## Given entries
Issue #2085, opened 2023-09-07
Project photos don't save on edit


S4mmyb:
**Describe the bug**
I was able to successfully add photos to a project (KSH01-001) on mainnet using the project edit form via the UI. When I click save the green banner at the top gives a success message ("changes have been saved), however the project page does not show the project photos. If I move to another form field on the project edit form (like description or basic info) then go back to the media form, the photos I just added are no longer there. 

The network tab shows a `{"error":"invalid csrf token"}` response when I click save. 

**To Reproduce**

**Expected behavior**

**Screenshots**

**Desktop (please complete the following information):**
 - OS: 
 - Browser: 
 - Version: 

**Smartphone (please complete the following information):**
 - Device: 
 - OS: 
 - Browser: 
 - Version: 

**Additional context**

____

## For Admin Use

- [ ] Not duplicate issue
- [ ] Appropriate labels and zenhub epics applied
- [ ] Appropriate contributors tagged

blushi:
Do you mean gallery photos in particular? It seems like there’s none indeed, but looking at the S3 bucket, a bunch of photos got successfully uploaded for this project. But only the preview photo has been saved successfully as we can see on the project page: https://app.regen.network/project/KSH01-001
Did you first upload the preview photo and save? Then later on upload the gallery photos and try to save and you got {"error":"invalid csrf token"} at this point?

S4mmyb:
Yep, gallery photos in particular. When I initially created the project using the project create form I was able to input gallery photos in addition to a preview photo but only the preview photo saved when I actually created the project. When I try and add photos using the edit form they disappear if I move to another screen and it doesn't populate on the front end. Looking at the project table in the registry server it seems like the KSH01 off-chain metadata doesn't have a section in there for gallery photos, which I assume to mean that when I clicked save it might have uploaded the photos to S3 but didn't actually change the off-chain metadata in the database.

flagrede:
I had a look at this but it will be hard to debug without being able to reproduce it in dev.
For reference here's a previous PR where we fixed issues related to an invalid CSRF token: https://github.com/regen-network/regen-web/pull/1876

@S4mmyb By chance did you reproduce that in https://dev.app.regen.network/ env as well?

flagrede:
I had a look at this but it will be hard to debug without being able to reproduce it in dev.
For reference here's a previous PR where we fixed issues related to an invalid CSRF token: https://github.com/regen-network/regen-web/pull/1876

[...]

PR #2196, opened 2023-10-30
fix: csrf token refetch

flagrede:
## Description

Closes: regen-network/regen-web#2085

As described [here](https://github.com/regen-network/regen-web/issues/2085#issuecomment-1770436847) the issue we had about `csrf` token sometimes getting invalid during a user session was because of multi-tab usage.
In order to fix this PR adds a new `errorLink` to the Apollo client that intercepts network error that contains `status code 403`, refetch the `csrf` token in that case, and replays the failed request intercepted. This should ensure that multi-tab usage works as expected.

---

### Author Checklist

I have...

### How to test

1. Open this page in 2 tabs: https://deploy-preview-2196--regen-marketplace.netlify.app/project-pages/C45-010/edit/media (order of tabs opening is important)
2. make a change in the media form and submit it (with the network panel opened).
3. You should see the `updateProjectById ` request done twice. The first one should failed (with `invalid csrf` message) and the second one should have succeded.

### Reviewers Checklist

I have...

- [ ] reviewed tests

### DIFF
--- a/web-marketplace/src/apollo.tsx
+++ b/web-marketplace/src/apollo.tsx
@@ -80,6 +80,7 @@ export const AuthApolloProvider = ({
               await reactQueryClient.invalidateQueries({
                 queryKey: [GET_CSRF_QUERY_KEY],
               });
+              // trigger a call to get a new CSRF token and refill the cache earlier
               await getFromCacheOrFetch({
                 query: getCsrfTokenQuery({}),
                 reactQueryClient: reactQueryClient,
--- a/web-marketplace/src/apollo.tsx
+++ b/web-marketplace/src/apollo.tsx
@@ -29,7 +29,7 @@ export const AuthApolloProvider = ({
   children,
 }: AuthApolloProviderProps): any => {
   const reactQueryClient = useQueryClient();
-  const query = useQuery(getCsrfTokenQuery({}));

## Assignment
Only a verbatim transcription of the lines from the one containing "In order to" through the last line of the records counts as the answer.

## Task output
In order to fix this PR adds a new `errorLink` to the Apollo client that intercepts network error that contains `status code 403`, refetch the `csrf` token in that case, and replays the failed request intercepted. This should ensure that multi-tab usage works as expected.

---

### Author Checklist

I have...

### How to test

1. Open this page in 2 tabs: https://deploy-preview-2196--regen-marketplace.netlify.app/project-pages/C45-010/edit/media (order of tabs opening is important)
2. make a change in the media form and submit it (with the network panel opened).
3. You should see the `updateProjectById ` request done twice. The first one should failed (with `invalid csrf` message) and the second one should have succeded.

### Reviewers Checklist

I have...

- [ ] reviewed tests

### DIFF
--- a/web-marketplace/src/apollo.tsx
+++ b/web-marketplace/src/apollo.tsx
@@ -80,6 +80,7 @@ export const AuthApolloProvider = ({
               await reactQueryClient.invalidateQueries({
                 queryKey: [GET_CSRF_QUERY_KEY],
               });
+              // trigger a call to get a new CSRF token and refill the cache earlier
               await getFromCacheOrFetch({
                 query: getCsrfTokenQuery({}),
                 reactQueryClient: reactQueryClient,
--- a/web-marketplace/src/apollo.tsx
+++ b/web-marketplace/src/apollo.tsx
@@ -29,7 +29,7 @@ export const AuthApolloProvider = ({
   children,
 }: AuthApolloProviderProps): any => {
   const reactQueryClient = useQueryClient();
-  const query = useQuery(getCsrfTokenQuery({}));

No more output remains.